:: WHAT IS EXPECTED ::
Every entry is to be written out word for word.
>>>>
PR #6402, opened 2020-02-03
Fix hover styling on BCD signaling section

### LINKED ISSUE #6064: Hover styling should affect icon border width [BCD signalling]
On live, when a browser icon is hovered over or has focus, the border changes to MDN blue.

Screenshot 2019-10-17 at 10 24 47

Signifying focus with just a colour change isn't sufficient for accessibility so may we have the border change thickness similar to how it is on Zeplin:

Screenshot 2019-10-17 at 10 27 31

In the design the hover state changes the border form default `2px` width to `3px`, I'm anticipating that making this animate/transition may look a bit odd, so I'm happy to have no transition between these hover styles. Also happy to see `4px` if that works better!

mindy:
- Apply a thicker border width when hovering over browser icon

**Before:** 
hover-before

**After:** 
hover-after

Closes #6064

### DIFF
--- a/kuma/static/styles/components/compat-tables/_bc-signal.scss
+++ b/kuma/static/styles/components/compat-tables/_bc-signal.scss
@@ -463,9 +463,11 @@ div.bc-signal-block {
             transition: border-color .1s;
         }
 
-        &:hover {
+        &:hover:not(.selected) {
             .browser-logo {
                 border-color: #3d7e9a;
+                outline: 3px $blue solid;
+                outline-offset: -3px;
             }
         }
 
--- a/kuma/static/styles/components/compat-tables/_bc-signal.scss
+++ b/kuma/static/styles/components/compat-tables/_bc-signal.scss
@@ -11,7 +11,7 @@ div.signal-link-container {
     transition: all 1s ease-out;
 
     & > hr {
-        background-color: #3d7e9a;
+        background-color: $blue;
         margin: 0;
         max-width: 100%;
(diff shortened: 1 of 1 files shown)


schalkneethling:
@mindy I notice that the `kumascript` and `locale` submodule updates sneaked into the PR. Because this is such a small change, it is probably easiest to just do the following:

```
git checkout master
git branch -D bcd-border-6064
git pull origin master
git submodule update --init --recursive
git checkout -b bcd-border-6064

-- apply your change

git add .
git commit -m 'Message'
git push origin bcd-border-6064 (might/probably need a force push)
```

mindy:
Thanks @schalkneethling ! I followed your instructions and pushed up a new version without the submodules.

kuma/static/styles/components/compat-tables/_bc-signal.scss
```diff
@@ -463,9 +463,11 @@ div.bc-signal-block {
             transition: border-color .1s;
         }
 
-        &:hover {
+        &:hover:not(.selected) {
             .browser-logo {
                 border-color: #3d7e9a;
```
schalkneethling: While you are working on this file, mind changing this to

```suggestion
                border-color: $blue;
```

mindy: Thanks for the suggestion @schalkneethling! Did a search within the file and replaced all instances (only 4) with `$blue`.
<<<<
:: EXERCISE SOLUTION ::
PR #6402, opened 2020-02-03
Fix hover styling on BCD signaling section

### LINKED ISSUE #6064: Hover styling should affect icon border width [BCD signalling]
On live, when a browser icon is hovered over or has focus, the border changes to MDN blue.

Screenshot 2019-10-17 at 10 24 47

Signifying focus with just a colour change isn't sufficient for accessibility so may we have the border change thickness similar to how it is on Zeplin:

Screenshot 2019-10-17 at 10 27 31

In the design the hover state changes the border form default `2px` width to `3px`, I'm anticipating that making this animate/transition may look a bit odd, so I'm happy to have no transition between these hover styles. Also happy to see `4px` if that works better!

mindy:
- Apply a thicker border width when hovering over browser icon

**Before:** 
hover-before

**After:** 
hover-after

Closes #6064

### DIFF
--- a/kuma/static/styles/components/compat-tables/_bc-signal.scss
+++ b/kuma/static/styles/components/compat-tables/_bc-signal.scss
@@ -463,9 +463,11 @@ div.bc-signal-block {
             transition: border-color .1s;
         }
 
-        &:hover {
+        &:hover:not(.selected) {
             .browser-logo {
                 border-color: #3d7e9a;
+                outline: 3px $blue solid;
+                outline-offset: -3px;
             }
         }
 
--- a/kuma/static/styles/components/compat-tables/_bc-signal.scss
+++ b/kuma/static/styles/components/compat-tables/_bc-signal.scss
@@ -11,7 +11,7 @@ div.signal-link-container {
     transition: all 1s ease-out;
 
     & > hr {
-        background-color: #3d7e9a;
+        background-color: $blue;
         margin: 0;
         max-width: 100%;
(diff shortened: 1 of 1 files shown)


schalkneethling:
@mindy I notice that the `kumascript` and `locale` submodule updates sneaked into the PR. Because this is such a small change, it is probably easiest to just do the following:

```
git checkout master
git branch -D bcd-border-6064
git pull origin master
git submodule update --init --recursive
git checkout -b bcd-border-6064

-- apply your change

git add .
git commit -m 'Message'
git push origin bcd-border-6064 (might/probably need a force push)
```

mindy:
Thanks @schalkneethling ! I followed your instructions and pushed up a new version without the submodules.

kuma/static/styles/components/compat-tables/_bc-signal.scss
```diff
@@ -463,9 +463,11 @@ div.bc-signal-block {
             transition: border-color .1s;
         }
 
-        &:hover {
+        &:hover:not(.selected) {
             .browser-logo {
                 border-color: #3d7e9a;
```
schalkneethling: While you are working on this file, mind changing this to

```suggestion
                border-color: $blue;
```

mindy: Thanks for the suggestion @schalkneethling! Did a search within the file and replaced all instances (only 4) with `$blue`.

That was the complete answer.